- **DATA TO PROCESS**
+--

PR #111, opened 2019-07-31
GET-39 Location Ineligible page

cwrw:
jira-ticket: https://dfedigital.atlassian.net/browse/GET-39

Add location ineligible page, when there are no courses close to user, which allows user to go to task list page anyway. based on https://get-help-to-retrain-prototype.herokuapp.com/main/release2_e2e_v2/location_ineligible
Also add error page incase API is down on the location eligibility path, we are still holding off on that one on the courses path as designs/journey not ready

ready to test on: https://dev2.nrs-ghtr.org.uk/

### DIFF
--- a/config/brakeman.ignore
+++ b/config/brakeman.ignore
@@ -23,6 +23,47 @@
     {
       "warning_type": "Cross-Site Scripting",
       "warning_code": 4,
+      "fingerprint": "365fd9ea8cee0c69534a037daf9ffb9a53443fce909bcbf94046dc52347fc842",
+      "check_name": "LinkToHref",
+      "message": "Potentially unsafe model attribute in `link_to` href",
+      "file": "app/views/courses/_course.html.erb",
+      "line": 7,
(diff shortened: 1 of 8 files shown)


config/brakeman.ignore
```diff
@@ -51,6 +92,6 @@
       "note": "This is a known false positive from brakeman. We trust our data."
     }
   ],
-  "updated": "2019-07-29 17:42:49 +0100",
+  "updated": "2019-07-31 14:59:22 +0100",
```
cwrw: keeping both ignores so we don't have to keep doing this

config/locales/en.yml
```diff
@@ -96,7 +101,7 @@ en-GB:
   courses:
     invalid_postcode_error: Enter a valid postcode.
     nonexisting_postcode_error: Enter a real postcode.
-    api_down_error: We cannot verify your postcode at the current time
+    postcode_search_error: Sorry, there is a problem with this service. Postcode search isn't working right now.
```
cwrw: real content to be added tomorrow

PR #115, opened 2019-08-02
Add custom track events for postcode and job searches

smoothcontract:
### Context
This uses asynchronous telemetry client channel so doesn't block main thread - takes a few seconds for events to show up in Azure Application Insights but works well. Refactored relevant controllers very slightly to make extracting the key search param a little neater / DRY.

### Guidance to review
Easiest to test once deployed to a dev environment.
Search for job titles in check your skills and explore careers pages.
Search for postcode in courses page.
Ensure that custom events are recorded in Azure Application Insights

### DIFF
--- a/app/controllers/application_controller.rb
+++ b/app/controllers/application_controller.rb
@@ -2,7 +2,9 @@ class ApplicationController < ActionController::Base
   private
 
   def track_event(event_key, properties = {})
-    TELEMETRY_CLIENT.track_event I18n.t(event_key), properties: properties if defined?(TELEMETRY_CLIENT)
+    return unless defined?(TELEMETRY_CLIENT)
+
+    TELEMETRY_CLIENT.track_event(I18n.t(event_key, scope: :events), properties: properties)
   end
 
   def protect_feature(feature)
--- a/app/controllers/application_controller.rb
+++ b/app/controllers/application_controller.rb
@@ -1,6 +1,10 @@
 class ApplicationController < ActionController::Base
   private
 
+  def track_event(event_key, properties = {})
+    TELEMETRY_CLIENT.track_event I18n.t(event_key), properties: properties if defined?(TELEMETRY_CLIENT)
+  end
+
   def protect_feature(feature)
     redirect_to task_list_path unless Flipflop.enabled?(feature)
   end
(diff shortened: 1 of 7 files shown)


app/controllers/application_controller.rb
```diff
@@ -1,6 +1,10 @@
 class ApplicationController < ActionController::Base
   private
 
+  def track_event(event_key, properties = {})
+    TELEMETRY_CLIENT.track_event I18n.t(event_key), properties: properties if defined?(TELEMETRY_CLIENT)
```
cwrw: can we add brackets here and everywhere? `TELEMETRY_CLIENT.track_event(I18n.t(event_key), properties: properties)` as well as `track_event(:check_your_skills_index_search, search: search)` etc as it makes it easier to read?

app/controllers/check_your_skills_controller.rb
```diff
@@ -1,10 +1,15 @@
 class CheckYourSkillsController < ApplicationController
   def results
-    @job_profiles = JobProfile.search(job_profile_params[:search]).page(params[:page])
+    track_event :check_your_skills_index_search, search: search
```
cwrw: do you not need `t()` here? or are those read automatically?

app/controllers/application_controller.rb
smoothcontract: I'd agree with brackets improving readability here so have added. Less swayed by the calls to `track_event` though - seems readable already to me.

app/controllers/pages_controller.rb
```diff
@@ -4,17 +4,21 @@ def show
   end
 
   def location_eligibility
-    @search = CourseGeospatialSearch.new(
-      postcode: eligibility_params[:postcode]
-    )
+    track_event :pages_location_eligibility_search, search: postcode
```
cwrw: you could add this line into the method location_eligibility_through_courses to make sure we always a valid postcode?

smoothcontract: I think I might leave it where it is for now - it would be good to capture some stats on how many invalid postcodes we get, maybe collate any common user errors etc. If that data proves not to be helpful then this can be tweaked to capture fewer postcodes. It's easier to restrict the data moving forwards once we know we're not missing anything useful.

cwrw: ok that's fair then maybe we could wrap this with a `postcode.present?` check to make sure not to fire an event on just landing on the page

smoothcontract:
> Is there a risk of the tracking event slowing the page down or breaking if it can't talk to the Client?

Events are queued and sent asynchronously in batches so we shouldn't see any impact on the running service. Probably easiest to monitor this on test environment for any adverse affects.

+--

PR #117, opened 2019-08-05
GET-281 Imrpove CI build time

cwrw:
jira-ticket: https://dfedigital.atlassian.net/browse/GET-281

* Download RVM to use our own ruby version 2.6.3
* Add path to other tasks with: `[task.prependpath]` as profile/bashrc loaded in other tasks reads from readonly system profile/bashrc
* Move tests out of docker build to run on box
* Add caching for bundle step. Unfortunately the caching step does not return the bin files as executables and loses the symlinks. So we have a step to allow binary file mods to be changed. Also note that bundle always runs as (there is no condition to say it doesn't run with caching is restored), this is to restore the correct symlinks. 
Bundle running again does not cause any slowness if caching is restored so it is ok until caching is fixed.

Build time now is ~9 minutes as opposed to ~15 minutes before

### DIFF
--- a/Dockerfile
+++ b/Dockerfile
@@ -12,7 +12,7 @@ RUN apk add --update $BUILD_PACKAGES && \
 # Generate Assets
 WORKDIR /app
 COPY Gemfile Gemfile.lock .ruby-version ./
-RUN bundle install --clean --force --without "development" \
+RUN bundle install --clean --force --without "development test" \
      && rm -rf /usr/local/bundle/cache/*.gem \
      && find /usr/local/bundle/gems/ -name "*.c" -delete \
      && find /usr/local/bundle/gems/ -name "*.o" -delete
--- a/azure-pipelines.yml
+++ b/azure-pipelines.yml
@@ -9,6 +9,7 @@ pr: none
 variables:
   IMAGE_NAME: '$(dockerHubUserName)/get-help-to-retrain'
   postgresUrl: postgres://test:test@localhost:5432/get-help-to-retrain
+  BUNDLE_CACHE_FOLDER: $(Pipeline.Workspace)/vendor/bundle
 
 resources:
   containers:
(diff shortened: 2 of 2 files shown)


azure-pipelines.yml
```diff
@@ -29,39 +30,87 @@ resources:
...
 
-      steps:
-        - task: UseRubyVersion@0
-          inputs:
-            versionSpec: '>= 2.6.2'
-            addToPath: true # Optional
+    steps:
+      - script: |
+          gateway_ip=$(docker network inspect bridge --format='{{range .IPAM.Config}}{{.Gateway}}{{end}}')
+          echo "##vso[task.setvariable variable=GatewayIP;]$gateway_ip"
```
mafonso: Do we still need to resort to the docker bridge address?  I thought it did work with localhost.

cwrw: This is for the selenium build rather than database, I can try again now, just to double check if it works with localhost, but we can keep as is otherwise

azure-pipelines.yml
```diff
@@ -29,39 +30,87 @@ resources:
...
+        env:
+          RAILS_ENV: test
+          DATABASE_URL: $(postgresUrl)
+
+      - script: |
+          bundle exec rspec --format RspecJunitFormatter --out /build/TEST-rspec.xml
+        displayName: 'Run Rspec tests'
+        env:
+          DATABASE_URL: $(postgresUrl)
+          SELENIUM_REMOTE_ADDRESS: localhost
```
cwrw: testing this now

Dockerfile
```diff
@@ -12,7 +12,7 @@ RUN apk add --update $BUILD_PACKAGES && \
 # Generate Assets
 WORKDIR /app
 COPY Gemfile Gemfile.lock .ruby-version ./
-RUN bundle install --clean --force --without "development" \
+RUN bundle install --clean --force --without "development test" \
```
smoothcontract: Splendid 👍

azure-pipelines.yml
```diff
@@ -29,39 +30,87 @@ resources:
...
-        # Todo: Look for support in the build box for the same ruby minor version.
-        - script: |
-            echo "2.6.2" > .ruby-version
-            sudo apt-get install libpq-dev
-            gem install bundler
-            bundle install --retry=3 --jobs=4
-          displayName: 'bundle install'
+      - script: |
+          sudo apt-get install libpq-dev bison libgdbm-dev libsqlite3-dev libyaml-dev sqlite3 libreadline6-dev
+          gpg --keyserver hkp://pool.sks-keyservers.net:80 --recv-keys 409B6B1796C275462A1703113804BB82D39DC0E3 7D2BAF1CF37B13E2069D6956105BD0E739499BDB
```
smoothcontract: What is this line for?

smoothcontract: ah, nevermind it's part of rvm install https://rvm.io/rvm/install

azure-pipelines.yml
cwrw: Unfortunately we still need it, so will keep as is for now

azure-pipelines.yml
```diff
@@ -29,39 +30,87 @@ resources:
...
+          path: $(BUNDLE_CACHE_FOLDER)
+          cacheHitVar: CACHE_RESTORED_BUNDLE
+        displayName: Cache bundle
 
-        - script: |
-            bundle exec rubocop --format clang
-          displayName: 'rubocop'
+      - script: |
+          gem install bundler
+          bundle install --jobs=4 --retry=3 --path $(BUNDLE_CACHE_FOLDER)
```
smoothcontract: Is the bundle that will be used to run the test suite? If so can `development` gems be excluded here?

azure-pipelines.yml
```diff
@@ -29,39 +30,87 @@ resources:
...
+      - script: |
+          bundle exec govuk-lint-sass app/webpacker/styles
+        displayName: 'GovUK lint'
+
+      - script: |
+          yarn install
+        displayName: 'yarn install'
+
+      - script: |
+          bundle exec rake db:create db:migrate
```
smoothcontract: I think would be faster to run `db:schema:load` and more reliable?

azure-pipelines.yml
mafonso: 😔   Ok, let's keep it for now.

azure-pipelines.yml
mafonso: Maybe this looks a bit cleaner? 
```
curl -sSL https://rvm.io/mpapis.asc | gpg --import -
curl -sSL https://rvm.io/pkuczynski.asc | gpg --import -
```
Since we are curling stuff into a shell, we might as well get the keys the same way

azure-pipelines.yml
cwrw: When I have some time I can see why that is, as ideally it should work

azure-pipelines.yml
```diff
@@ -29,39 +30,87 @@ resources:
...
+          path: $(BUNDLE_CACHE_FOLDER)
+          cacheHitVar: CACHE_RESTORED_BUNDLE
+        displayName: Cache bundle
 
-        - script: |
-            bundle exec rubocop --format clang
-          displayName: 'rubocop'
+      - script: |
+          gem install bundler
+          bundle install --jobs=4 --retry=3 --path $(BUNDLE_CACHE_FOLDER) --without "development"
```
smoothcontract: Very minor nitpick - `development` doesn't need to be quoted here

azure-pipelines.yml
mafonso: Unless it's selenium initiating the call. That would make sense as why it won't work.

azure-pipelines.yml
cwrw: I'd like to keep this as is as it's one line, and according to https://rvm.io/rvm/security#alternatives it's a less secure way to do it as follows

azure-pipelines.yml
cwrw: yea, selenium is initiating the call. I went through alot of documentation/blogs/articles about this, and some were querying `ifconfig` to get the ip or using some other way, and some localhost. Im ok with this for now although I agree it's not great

+--

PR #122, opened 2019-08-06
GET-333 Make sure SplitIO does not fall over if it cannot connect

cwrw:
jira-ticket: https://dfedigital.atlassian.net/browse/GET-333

+--

- **EXERCISE INSTRUCTIONS**
Make a tally of the lines in this data that include the string "think", and answer with that tally alone.

- **ANSWER TO THIS EXERCISE**
2